#### WHAT YOU SHOULD DO
Your answer must be every line of the data that contains "together".

(Collected data entries)
*** Block opens ***

PR #2336, opened 2025-03-24
Structure priority option in structure overlapping region

weiliangjin2021:
In many RF smulations, metallic structures are usually very thin: thickness much smaller than grid size. We can still accurately simulate them by applying PEC conformal meshing and SIBC techniques. However, since we slightly expand the structures in the solver (not really now, but a similar strategy), when the metallic structures are not added later compared to the touching dielectric structures in the structure list, those metallic structures will be completely missing in Yee-grid representation. It is a very common issues when people setup an RF simulation, even among our internal developers.

As discussed [here](https://github.com/flexcompute/tidy3d-core/issues/943), the scope of this PR:

- [x] Add a priority field to `AbstractStructure`. The default value is `None`.
- [x] Add a field `structure_priority_mode` to `Scene`. It sets priority of structures that have `priority=None`. Right now, there are two modes:
  - [x] `equal` that sets `priority=0`;
  - [x] `conductor` that sets `priority=90` for lossyMetaMedium, and 100 for PEC, and 0 for others
- [x] A cached_property `sorted_structures` in Scene to be applied in places where `sim.structures` was used
- [x] MeshOverideStructures will have default priority=0, regardless of the value of  `structure_priority_mode`.
- [x] In meshing, `structures = sorted_structure + sorted_mesh_override_structures`; internal mesh override structures have priority=-1
- [x] Priority of 2d medium: no different from the bulk.
- [x] Add tests

### DIFF
--- a/tidy3d/components/scene.py
+++ b/tidy3d/components/scene.py
@@ -54,6 +54,7 @@ from .types import (
     InterpMethod,
     LengthUnit,
     PermittivityComponent,
+    PriorityMode,
     Shapely,
     Size,
 )
@@ -106,8 +107,20 @@ class Scene(Tidy3dBaseModel):
         (),
         title="Structures",
         description="Tuple of structures present in scene. "
-        "Note: Structures defined later in this list override the "
-        "simulation material properties in regions of spatial overlap.",
+        "Note: In regions of spatial overlap between structures, "
+        "material properties are dictated by structure of higher priority. "
+        "The priority for structure of `priority=None` is set automatically "
+        "based on `structure_priority_mode`. For structures of equal priority, "
+        "the structure added later to the structure list takes precedence.",
+    )
+
+    structure_priority_mode: PriorityMode = pd.Field(
+        "equal",
+        title="Structure Priority Setting",
+        description="This field only affects structures of `priority=None`. "
+        "If `equal`, the priority of those structures is set to 0; if `conductor`, "
+        "the priority of structures made of `LossyMetalMedium` is set to 90, "
+        "`PECMedium` to 100, and others to 0.",
     )
 
     plot_length_units: Optional[LengthUnit] = pd.Field(
@@ -246,6 +259,17 @@ class Scene(Tidy3dBaseModel):
         return {medium: index for index, medium in enumerate(self.mediums)}
 
     @cached_property
+    def sorted_structures(self) -> List[Structure]:
+        """Returns a list of sorted structures based on their priority.In the sorted list,
+        latter added structures take higher priority.
+
+        Returns
+        -------
+        List[:class:`.Structure`]
+        """
+        return Structure._sort_structures(self.structures, self.structure_priority_mode)
+
+    @cached_property
     def background_structure(self) -> Structure:
         """Returns structure representing the background of the :class:`.Scene`."""
         geometry = Box(size=(inf, inf, inf))
@@ -254,7 +278,7 @@ class Scene(Tidy3dBaseModel):
     @cached_property
     def all_structures(self) -> List[Structure]:
         """List of all structures in the simulation including the background."""
-        return [self.background_structure] + list(self.structures)
+        return [self.background_structure] + self.sorted_structures
 
     @staticmethod
     def intersecting_media(
@@ -443,7 +467,7 @@ class Scene(Tidy3dBaseModel):
         """
 
         medium_shapes = self._get_structures_2dbox(
-            structures=self.to_static().structures, x=x, y=y, z=z, hlim=hlim, vlim=vlim
+            structures=self.to_static().sorted_structures, x=x, y=y, z=z, hlim=hlim, vlim=vlim
         )
         medium_map = self.medium_map
         for medium, shape in medium_shapes:
@@ -889,7 +913,7 @@ class Scene(Tidy3dBaseModel):
             The supplied or created matplotlib axes.
         """
 
-        structures = self.structures
+        structures = self.sorted_structures
 
         # alpha is None just means plot without any transparency
         if alpha is None:
@@ -1466,7 +1490,7 @@ class Scene(Tidy3dBaseModel):
             The supplied or created matplotlib axes.
         """
 
-        structures = self.structures
+        structures = self.sorted_structures
 
         # alpha is None just means plot without any transparency
         if alpha is None:
@@ -1744,7 +1768,7 @@ class Scene(Tidy3dBaseModel):
         """
 
         scene_dict = self.dict()
-        structures = self.structures
+        structures = self.sorted_structures
         array_dict = {
             "temperature": temperature,
             "electron_density": electron_density,
@@ -1795,7 +1819,7 @@ class Scene(Tidy3dBaseModel):
         acceptors_lims = [1e50, -1e50]
         donors_lims = [1e50, -1e50]
 
-        for struct in [self.background_structure] + list(self.structures):
+        for struct in self.all_structures:
             if isinstance(struct.medium.charge, SemiconductorMedium):
                 electric_spec = struct.medium.charge
                 for doping, limits in zip(
--- a/CHANGELOG.md
+++ b/CHANGELOG.md
@@ -11,6 +11,7 @@ and this project adheres to [Semantic Versioning](https://semver.org/spec/v2.0.0
 
 - Added `eps_lim` keyword argument to `Simulation.plot_eps()` for manual control over the permittivity color limits.
 - Added `thickness` parameter to `LossyMetalMedium` for computing surface impedance of a thin conductor.
+- `priority` field in `Structure` and `MeshOverrideStructure` for setting the behavior in structure overlapping region. When its value is `None`, the priority is automatically determined based on the material property and simulation's `structure_priority_mode`.
 
 ### Changed
 - Relaxed bounds checking of path integrals during `WavePort` validation.
--- a/tests/test_components/test_scene.py
+++ b/tests/test_components/test_scene.py
@@ -307,3 +307,48 @@ def test_max_geometry_validation():
     ]
     with pytest.raises(pd.ValidationError, match=f" {MAX_GEOMETRY_COUNT + 2} "):
         _ = td.Scene(structures=not_fine)
+
+
+def test_structure_manual_priority():
+    """make sure structure is properly orderd based on the priority settings."""
+
+    box = td.Structure(
+        geometry=td.Box(size=(1, 1, 1), center=(0, 0, 0)),
+        medium=td.Medium(permittivity=2.0),
+    )
+    structures = []
+    priorities = [2, 4, -1, -4, 0]
+    for priority in priorities:
+        structures.append(box.updated_copy(priority=priority))
+    scene = td.Scene(
+        structures=structures,
+    )
+
+    sorted_priorities = [s.priority for s in scene.sorted_structures]
+    assert all(np.diff(sorted_priorities) >= 0)
+
+
+def test_structure_automatic_priority():
+    """make sure metallic structure has the highest priority in `conductor` mode."""
+
+    box = td.Structure(
+        geometry=td.Box(size=(1, 1, 1), center=(0, 0, 0)),
+        medium=td.Medium(permittivity=2.0),
+    )
+    box_pec = box.updated_copy(medium=td.PEC)
+    box_lossymetal = box.updated_copy(
+        medium=td.LossyMetalMedium(conductivity=1.0, frequency_range=(1e14, 2e14))
+    )
+    structures = [box_pec, box_lossymetal, box]
+    scene = td.Scene(
+        structures=structures,
+        structure_priority_mode="equal",
+    )
+
+    # in equal mode, the order is preserved
+    scene.sorted_structures == structures
+
+    # conductor mode
+    scene = scene.updated_copy(structure_priority_mode="conductor")
+    assert scene.sorted_structures[-1].medium == td.PEC
+    assert isinstance(scene.sorted_structures[-2].medium, td.LossyMetalMedium)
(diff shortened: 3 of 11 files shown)


yaugenst-flex:
Haven't had time to review properly yet but a quick thought: Maybe it would make sense if we introduced a numbers-based priority to structures in general? By default they'd all have the same, and then priority is decided on ordering, but giving a larger number would mean higher priority. This is a pretty common approach I think, for example matplotlib does it for `zorder`. When dealing with metals, these could get a higher priority by default for example? This seems like it would be a useful feature to have in general. Hopefully it would also obviate the need for a `sim.sorted_structures`?

weiliangjin2021:
> Haven't had time to review properly yet but a quick thought: Maybe it would make sense if we introduced a numbers-based priority to structures in general? By default they'd all have the same, and then priority is decided on ordering, but giving a larger number would mean higher priority. This is a pretty common approach I think, for example matplotlib does it for `zorder`. When dealing with metals, these could get a higher priority by default for example? This seems like it would be a useful feature to have in general. Hopefully it would also obviate the need for a `sim.sorted_structures`?

That's actually my initial plan. But the concern is that this feature will barely be used, and people will only use the automated priority approach. @tomflexcompute also brought up this when he is using a certain photonic simulation software.

weiliangjin2021:
> When dealing with metals, these could get a higher priority by default for example? This seems like it would be a useful feature to have in general. Hopefully it would also obviate the need for a sim.sorted_structures

For backward-compatibility, we cannot by default assign higher priority to metal. So we will still need an additional field like the one added in this PR that sets the automation behavior: by structure list order or material property. To that regard, I think we can just have this additional field for automation for now, and adds the manual priority number when requested in the future.

Now regardless of the approach, I think we'll still need `.sorted_structures` internally. Otherwise, there will be even more changes to the code: significant changes in plotting, mesher, solver processing.

tidy3d/components/scene.py
```diff
@@ -107,8 +110,19 @@ class Scene(Tidy3dBaseModel):
         (),
         title="Structures",
         description="Tuple of structures present in scene. "
-        "Note: Structures defined later in this list override the "
-        "simulation material properties in regions of spatial overlap.",
+        "Note: In regions of spatial overlapping between structures, "
```
momchil-flex: I think either "of spatial overlap" or "with spatial overlapping" sounds better

tidy3d/components/scene.py
```diff
@@ -107,8 +110,19 @@ class Scene(Tidy3dBaseModel):
...
+        "material properties are dictated by structure of higher priority "
+        "defined by ``overlapping_priority``.",
+    )
+
+    overlapping_priority: OverlappingPriority = pd.Field(
+        "latter",
+        title="Resolution Strategy In Structure Overlapping Region",
+        description="In regions of spatial overlapping between structures, "
+        "if ``overlapping_priority=latter``, structures defined later in the list haver higher "
+        "priority. If ``overlapping_priority=metal``, metallic structures of higher conductivity "
```
momchil-flex: By `metallic` we explicitly mean PEC or SIBC but not e.g. usual dispersive metals?

tidy3d/components/scene.py
```diff
@@ -246,6 +260,36 @@ def medium_map(self) -> Dict[StructureMediumType, pd.NonNegativeInt]:
...
+            # so that it's lower than that of any metal.
+            sigmas = [-1, -1]
+            for ind, mat in enumerate(mat_list):
+                if mat.is_pec:
+                    sigmas[ind] = LARGE_NUMBER
+                elif isinstance(mat, LossyMetalMedium):
+                    sigmas[ind] = mat.conductivity
+            return sigmas[0] - sigmas[1]
+
+        return sorted(self.structures, key=cmp_to_key(structure_comparator))
```
momchil-flex: There was some rearrangement done for 2D media too, right? I think it was to put the equivalent volumetric structures on top. I wonder how this plays with these changes, and if it's at all possible to unify these rearrangements more - also to clarify even better to the user what exactly happens in various cases (metals + 2D media? very strange case I guess but still)

momchil-flex (commented):
Yeah I'm not sure honestly, I see the advantage of the current approach in that it's easier for the user to set, but it does feel like we'll just keep running into the need to have a priority setting in the structures. It seems like it could already make at least the internal code a bit better, and then if we have it internally, we might expose it anyway.

If we were to do that, how might the `metallic` option combine with it?

weiliangjin2021:
> but it does feel like we'll just keep running into the need to have a priority setting in the structures.

Could you give more contexts on what other occasions that requires a manual priority setting?

weiliangjin2021:
> it seems like it could already make at least the internal code a bit better, and then if we have it internally, we might expose it anyway.

What's your thought on improving the internal codes with manual priority setting? I think we'll still need the `sorted_structures` to be used anywhere that requires the structure lists so that we don't sort it again in those places?

> If we were to do that, how might the metallic option combine with it?

Yeah, that's my question too. In this approach, I think the priority field in structure will be `Union[float, "auto"]`, and we set the default as `auto`. Then we'll still need an additional field in simulation class to indicate the behavior of `auto`.

tidy3d/components/scene.py
weiliangjin2021: we don't have any special subpixel methods applied to usual dispersive metals. So we only mean "good conductor" by "metallic" here.

momchil-flex:
> > but it does feel like we'll just keep running into the need to have a priority setting in the structures.
> 
> Could you give more contexts on what other occasions that requires a manual priority setting?

I'm actually not sure off the top of my head but both Lumerical and CST Studio support this which makes me think that there are use cases that we haven't yet thought of.

Btw note [what CST does](https://space.mit.edu/RADIO/CST_online/mergedProjects/VBA_3D/common_vbasolido/common_vbasolido_solid_object.htm), which could also be one possibility for us

```
SetAutomeshPriority 

This method specifies how the specified solid should be treated by the automatic mesh generation. If the solid is more important than others, a priority can be given for it. Generally the priority for all objects (apart from wires, lumped elements, discrete ports) equals to zero. In the case that two fixpoints are so close to each other that the ratiolimit prohibits a mesh line for each point, the mesh lines will be merged. However if one of the fixpoints has been created by an object of higher priority the mesh lines will be placed on this fixpoint.

Because wires, lumped elements and discrete ports are very sensitive to their start and endpoints, they have a priority of 1000. Otherwise it would be possible that they get disconnected during the mesh generation.
```

I was thinking along these lines too when reviewing your PR, instead of introducing a literal "metal" setting, if we were to go with the priority instead, structures with metal media can come with a high default value.

yaugenst-flex:
I think the priority should just be an `int`, with some number, e.g. `0`, by default for everything. This would be identical to the current behavior and backward-compatible. I guess one use case is simply ergonomics. Sometimes it's nice to not have to worry about the order in which you put your structures into a list. Another one that I can think of is when we are inserting new structures into simulations. In inverse design, we often create a base simulation into which we then insert structures. You might want to insert a structure that is not at the very end of the list but insert it such that it covers some part of the base simulation but gets clipped by another part. That's something that would probably be easier to do with these priorities.

tidy3d/components/scene.py
weiliangjin2021: Now it's renamed to conductor

weiliangjin2021:
@momchil-flex One question on meshing: in this part, we have both physical structures and mesh override structures. There are two directions for us to handle this:
- We don't distinguish between the two structures, and sort them all together;
- We sort physical structures and mesh override structures separately, and structure list will be `sorted physical structures + sorted override structures`. So the override structures take higher precedence.

Personally, I prefer the 2nd approach. For the 1st approach, since for now the default priority of override structures is 0, and metallic physical structures have higher priority, override structures might never take effect.

weiliangjin2021:
Another question to @dmarek-flex and @caseyflex: in the `conductor` mode, I plan to set priority=90 for lossyMetaMedium, 100 for PEC, and 0 for others. For Medium2D, and lumped elements that generate Medium2D, does it make more sense to set highest priority for Medium2D, like 110? In that case, those lumped elements won't be overridden by the bulk metal parts.

momchil-flex:
> @momchil-flex One question on meshing: in this part, we have both physical structures and mesh override structures. There are two directions for us to handle this:
> 
> * We don't distinguish between the two structures, and sort them all together;
> * We sort physical structures and mesh override structures separately, and structure list will be `sorted physical structures + sorted override structures`. So the override structures take higher precedence.
> 
> Personally, I prefer the 2nd approach. For the 1st approach, since for now the default priority of override structures is 0, and metallic physical structures have higher priority, override structures might never take effect.

2nd approach makes sense to me too. I think for some very esoteric situations where someone wants to have a regular structure above a meshing override one, they can just also add the regular structures in the override structures list.

caseyflex:
> Another question to @dmarek-flex and @caseyflex: in the `conductor` mode, I plan to set priority=90 for lossyMetaMedium, 100 for PEC, and 0 for others. For Medium2D, and lumped elements that generate Medium2D, does it make more sense to set highest priority for Medium2D, like 110? In that case, those lumped elements won't be overridden by the bulk metal parts.

It looks to me like currently, when a Medium2D is encountered, it stays where it is in the list of structures. This choice was made to allow defining structures like in this notebook:

https://docs.flexcompute.com/projects/tidy3d/en/latest/notebooks/Bandstructure.html

where you place a uniform medium (which could be a Medium2D), and then put air holes into it

dmarek-flex:
> Another question to @dmarek-flex and @caseyflex: in the `conductor` mode, I plan to set priority=90 for lossyMetaMedium, 100 for PEC, and 0 for others. For Medium2D, and lumped elements that generate Medium2D, does it make more sense to set highest priority for Medium2D, like 110? In that case, those lumped elements won't be overridden by the bulk metal parts.

Good question, current behavior of lumped elements is that they are always appended to the `all_structures` list during  `volumetric_structures`, so none of your changes should change that. I also think that it is ideal to prioritize lumped elements in this way.

For general `Medium2D`, I think they should be prioritized in the same manner as regular `Medium` are in this PR. So giving priority to `PEC`/`LossyMetal`, if desired by the user. But otherwise they maintain their order based on when they are added to the structures list.

weiliangjin2021:
> Good question, current behavior of lumped elements is that they are always appended to the `all_structures` list during `volumetric_structures`, so none of your changes should change that. I also think that it is ideal to prioritize lumped elements in this way.

In `conductor` mode, the position of lumped elements in `all_structures` list doesn't guarantee higher priority, because internally we will sort the structure list based on the priority. If we don't assign higher priority to them, they can be overridden by PEC etc.. So perhaps I'll assign them the same priority as PEC? When structures are of the same priority, the latter ones take precedence.

> For general `Medium2D`, I think they should be prioritized in the same manner as regular `Medium` are in this PR. So giving priority to `PEC`/`LossyMetal`, if desired by the user. But otherwise they maintain their order based on when they are added to the structures list.

OK, we will not assign them special priority. Their priority will only be boosted, if they are 2D PEC.

weiliangjin2021:
Should be ready for review now

momchil-flex:
@weiliangjin2021 we should probably keep this for 2.9 too, what do you think?

Edit: actually I guess this is still not expected to produce any different results if the default is used, is it?

weiliangjin2021:
> @weiliangjin2021 we should probably keep this for 2.9 too, what do you think?
> 
> Edit: actually I guess this is still not expected to produce any different results if the default is used, is it?

That's right

tidy3d/components/scene.py
```diff
@@ -253,7 +277,7 @@ def background_structure(self) -> Structure:
     @cached_property
     def all_structures(self) -> List[Structure]:
         """List of all structures in the simulation including the background."""
-        return [self.background_structure] + list(self.structures)
+        return [self.background_structure] + list(self.sorted_structures)
```
yaugenst-flex: Since `self.sorted_structures` is a `list` I'd remove the cast here.

tidy3d/components/scene.py
```diff
@@ -1788,7 +1812,7 @@ def doping_bounds(self):
         acceptors_lims = [1e50, -1e50]
         donors_lims = [1e50, -1e50]
 
-        for struct in [self.background_structure] + list(self.structures):
+        for struct in [self.background_structure] + list(self.sorted_structures):
```
yaugenst-flex: Should this be `self.all_structures`?

yaugenst-flex (dismissed):
Thanks @weiliangjin2021 LGTM! Only some nitpicks.

tidy3d/components/scene.py
weiliangjin2021: I think so. I think @marc-flex originally wrote `for struct in [self.background_structure] + list(self.structures)`, and I simply replace `.structures` with `.sorted_structures`. @marc-flex: should be equivalent to `for struct in self.all_structures`?

marc-flex: I think so? The order here doesn't affect the visibility, correct?

weiliangjin2021: The order matters when two structures overlap. Here it doesn't seem to matter, as it's just computing the limits, and doesn't deal with structure overriding.

marc-flex: Right. Then it should be OK :)

tidy3d/components/scene.py
weiliangjin2021: In this PR and also previously, 2D media is not handled differently from 3D medium. They stay the same order / priority.

caseyflex: Only PEC is reordered? Is this clear to the user?

weiliangjin2021: if one sets `structure_priority_mode='conductor'`, 2D PEC is reordered. That is expected behavior for RF users.

caseyflex: Ah right. Makes sense then

yaugenst-flex (approved):
Looks good from my side!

*** Block closes ***

#### RESULT FOR THIS TASK
- We don't distinguish between the two structures, and sort them all together;
> * We don't distinguish between the two structures, and sort them all together;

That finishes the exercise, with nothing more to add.